Extracted data:
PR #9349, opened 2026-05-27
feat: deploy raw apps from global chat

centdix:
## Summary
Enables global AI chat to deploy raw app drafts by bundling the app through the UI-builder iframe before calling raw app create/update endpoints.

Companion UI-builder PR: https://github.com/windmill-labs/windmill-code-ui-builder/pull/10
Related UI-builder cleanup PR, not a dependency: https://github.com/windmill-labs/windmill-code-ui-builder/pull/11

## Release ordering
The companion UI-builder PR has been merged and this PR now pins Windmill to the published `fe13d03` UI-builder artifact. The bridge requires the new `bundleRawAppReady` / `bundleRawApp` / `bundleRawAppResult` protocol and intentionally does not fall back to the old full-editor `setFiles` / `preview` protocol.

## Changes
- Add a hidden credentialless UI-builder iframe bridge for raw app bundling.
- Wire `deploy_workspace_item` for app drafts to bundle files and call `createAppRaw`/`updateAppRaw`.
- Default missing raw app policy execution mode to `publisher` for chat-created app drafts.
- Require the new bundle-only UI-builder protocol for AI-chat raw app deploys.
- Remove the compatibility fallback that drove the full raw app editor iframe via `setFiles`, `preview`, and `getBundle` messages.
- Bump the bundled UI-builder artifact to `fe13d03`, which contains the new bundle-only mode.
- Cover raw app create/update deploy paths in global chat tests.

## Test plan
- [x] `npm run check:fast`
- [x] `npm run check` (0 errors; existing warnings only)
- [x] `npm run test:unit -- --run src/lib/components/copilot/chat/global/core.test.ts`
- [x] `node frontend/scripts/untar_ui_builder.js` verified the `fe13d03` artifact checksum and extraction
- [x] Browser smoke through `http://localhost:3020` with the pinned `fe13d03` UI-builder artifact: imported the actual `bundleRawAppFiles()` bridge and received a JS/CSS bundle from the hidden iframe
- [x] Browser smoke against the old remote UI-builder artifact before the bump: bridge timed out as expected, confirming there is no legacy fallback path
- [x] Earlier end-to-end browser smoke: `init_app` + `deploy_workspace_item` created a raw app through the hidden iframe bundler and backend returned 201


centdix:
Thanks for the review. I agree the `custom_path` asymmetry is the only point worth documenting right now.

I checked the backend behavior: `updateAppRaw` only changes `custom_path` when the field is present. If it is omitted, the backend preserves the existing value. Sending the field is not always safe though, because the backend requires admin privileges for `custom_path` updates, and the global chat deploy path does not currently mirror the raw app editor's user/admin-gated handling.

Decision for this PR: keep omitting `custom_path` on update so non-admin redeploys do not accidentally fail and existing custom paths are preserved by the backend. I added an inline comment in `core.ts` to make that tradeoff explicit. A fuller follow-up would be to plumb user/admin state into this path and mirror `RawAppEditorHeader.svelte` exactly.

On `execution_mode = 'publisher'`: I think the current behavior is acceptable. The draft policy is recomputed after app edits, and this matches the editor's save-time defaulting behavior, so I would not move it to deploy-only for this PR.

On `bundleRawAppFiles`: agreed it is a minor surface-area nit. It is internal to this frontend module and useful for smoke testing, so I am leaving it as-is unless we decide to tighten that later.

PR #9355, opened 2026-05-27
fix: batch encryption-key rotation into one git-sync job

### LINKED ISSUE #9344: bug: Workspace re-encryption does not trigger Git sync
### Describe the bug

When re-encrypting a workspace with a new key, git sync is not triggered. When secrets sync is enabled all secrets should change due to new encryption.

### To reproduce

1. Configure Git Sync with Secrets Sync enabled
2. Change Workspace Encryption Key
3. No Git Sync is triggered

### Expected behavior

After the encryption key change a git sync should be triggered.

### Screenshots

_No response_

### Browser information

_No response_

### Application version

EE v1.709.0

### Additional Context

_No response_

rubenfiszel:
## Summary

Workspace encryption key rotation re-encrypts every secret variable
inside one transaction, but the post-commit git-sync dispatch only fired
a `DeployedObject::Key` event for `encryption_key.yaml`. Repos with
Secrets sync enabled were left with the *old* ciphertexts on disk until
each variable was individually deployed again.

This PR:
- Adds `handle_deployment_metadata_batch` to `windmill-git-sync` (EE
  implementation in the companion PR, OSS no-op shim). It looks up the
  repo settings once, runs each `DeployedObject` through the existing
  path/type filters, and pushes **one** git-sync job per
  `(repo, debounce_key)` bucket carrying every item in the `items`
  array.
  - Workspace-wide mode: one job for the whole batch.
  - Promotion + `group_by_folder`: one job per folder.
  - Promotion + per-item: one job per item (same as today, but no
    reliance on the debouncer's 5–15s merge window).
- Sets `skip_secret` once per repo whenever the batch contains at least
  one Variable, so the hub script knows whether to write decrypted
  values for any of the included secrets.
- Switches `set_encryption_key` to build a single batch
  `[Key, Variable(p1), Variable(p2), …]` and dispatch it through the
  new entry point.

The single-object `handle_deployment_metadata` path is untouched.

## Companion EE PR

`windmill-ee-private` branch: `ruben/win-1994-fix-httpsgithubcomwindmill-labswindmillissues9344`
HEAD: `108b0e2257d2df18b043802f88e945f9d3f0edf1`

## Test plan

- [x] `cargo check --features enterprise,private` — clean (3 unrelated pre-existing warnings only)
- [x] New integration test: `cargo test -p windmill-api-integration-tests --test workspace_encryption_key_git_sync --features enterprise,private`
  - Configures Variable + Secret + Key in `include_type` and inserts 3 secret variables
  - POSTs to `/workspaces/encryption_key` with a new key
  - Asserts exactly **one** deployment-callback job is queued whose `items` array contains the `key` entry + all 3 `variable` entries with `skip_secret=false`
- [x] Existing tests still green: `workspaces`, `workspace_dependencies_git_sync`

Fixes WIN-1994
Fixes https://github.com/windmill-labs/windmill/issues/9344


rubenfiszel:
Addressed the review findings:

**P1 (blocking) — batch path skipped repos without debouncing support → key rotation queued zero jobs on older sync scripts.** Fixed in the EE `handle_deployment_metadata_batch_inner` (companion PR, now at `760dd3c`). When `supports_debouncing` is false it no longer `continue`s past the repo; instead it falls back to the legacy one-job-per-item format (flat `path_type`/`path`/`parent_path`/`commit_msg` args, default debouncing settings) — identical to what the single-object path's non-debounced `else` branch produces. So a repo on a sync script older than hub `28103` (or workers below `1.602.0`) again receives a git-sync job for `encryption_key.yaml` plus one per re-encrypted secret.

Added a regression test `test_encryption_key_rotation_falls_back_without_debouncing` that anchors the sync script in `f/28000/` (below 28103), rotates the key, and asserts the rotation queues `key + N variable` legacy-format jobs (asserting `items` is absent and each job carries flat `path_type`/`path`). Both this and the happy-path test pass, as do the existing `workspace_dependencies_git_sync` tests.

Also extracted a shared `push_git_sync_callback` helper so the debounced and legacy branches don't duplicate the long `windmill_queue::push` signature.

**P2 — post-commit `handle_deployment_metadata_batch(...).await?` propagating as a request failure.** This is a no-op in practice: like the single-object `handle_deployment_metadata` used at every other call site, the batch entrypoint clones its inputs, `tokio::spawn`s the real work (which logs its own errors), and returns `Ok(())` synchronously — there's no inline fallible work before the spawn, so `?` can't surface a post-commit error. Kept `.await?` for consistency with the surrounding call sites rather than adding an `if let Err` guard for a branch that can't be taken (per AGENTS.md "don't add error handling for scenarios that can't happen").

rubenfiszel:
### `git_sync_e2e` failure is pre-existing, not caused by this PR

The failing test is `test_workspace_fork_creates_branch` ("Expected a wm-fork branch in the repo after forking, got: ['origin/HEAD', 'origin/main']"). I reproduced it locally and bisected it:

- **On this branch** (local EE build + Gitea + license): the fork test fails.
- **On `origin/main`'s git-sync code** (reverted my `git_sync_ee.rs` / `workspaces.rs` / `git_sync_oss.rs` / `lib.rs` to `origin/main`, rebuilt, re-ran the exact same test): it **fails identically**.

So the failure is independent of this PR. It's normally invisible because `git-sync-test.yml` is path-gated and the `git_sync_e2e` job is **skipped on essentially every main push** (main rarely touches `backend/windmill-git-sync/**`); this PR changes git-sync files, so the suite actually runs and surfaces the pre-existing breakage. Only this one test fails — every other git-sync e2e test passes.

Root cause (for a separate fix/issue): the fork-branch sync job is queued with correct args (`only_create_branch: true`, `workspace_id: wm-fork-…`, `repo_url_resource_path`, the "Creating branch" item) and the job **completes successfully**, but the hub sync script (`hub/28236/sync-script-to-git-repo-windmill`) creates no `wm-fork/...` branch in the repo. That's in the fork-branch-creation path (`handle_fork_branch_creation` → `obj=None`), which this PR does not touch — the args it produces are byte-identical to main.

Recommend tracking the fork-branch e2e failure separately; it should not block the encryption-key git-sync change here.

Brief: Transcribe the records above from the line holding "3. No Git Sync is triggered" down to the line holding "repo settings once, runs", inclusive, without adding anything.

Result for this task:
3. No Git Sync is triggered

### Expected behavior

After the encryption key change a git sync should be triggered.

### Screenshots

_No response_

### Browser information

_No response_

### Application version

EE v1.709.0

### Additional Context

_No response_

rubenfiszel:
## Summary

Workspace encryption key rotation re-encrypts every secret variable
inside one transaction, but the post-commit git-sync dispatch only fired
a `DeployedObject::Key` event for `encryption_key.yaml`. Repos with
Secrets sync enabled were left with the *old* ciphertexts on disk until
each variable was individually deployed again.

This PR:
- Adds `handle_deployment_metadata_batch` to `windmill-git-sync` (EE
  implementation in the companion PR, OSS no-op shim). It looks up the
  repo settings once, runs each `DeployedObject` through the existing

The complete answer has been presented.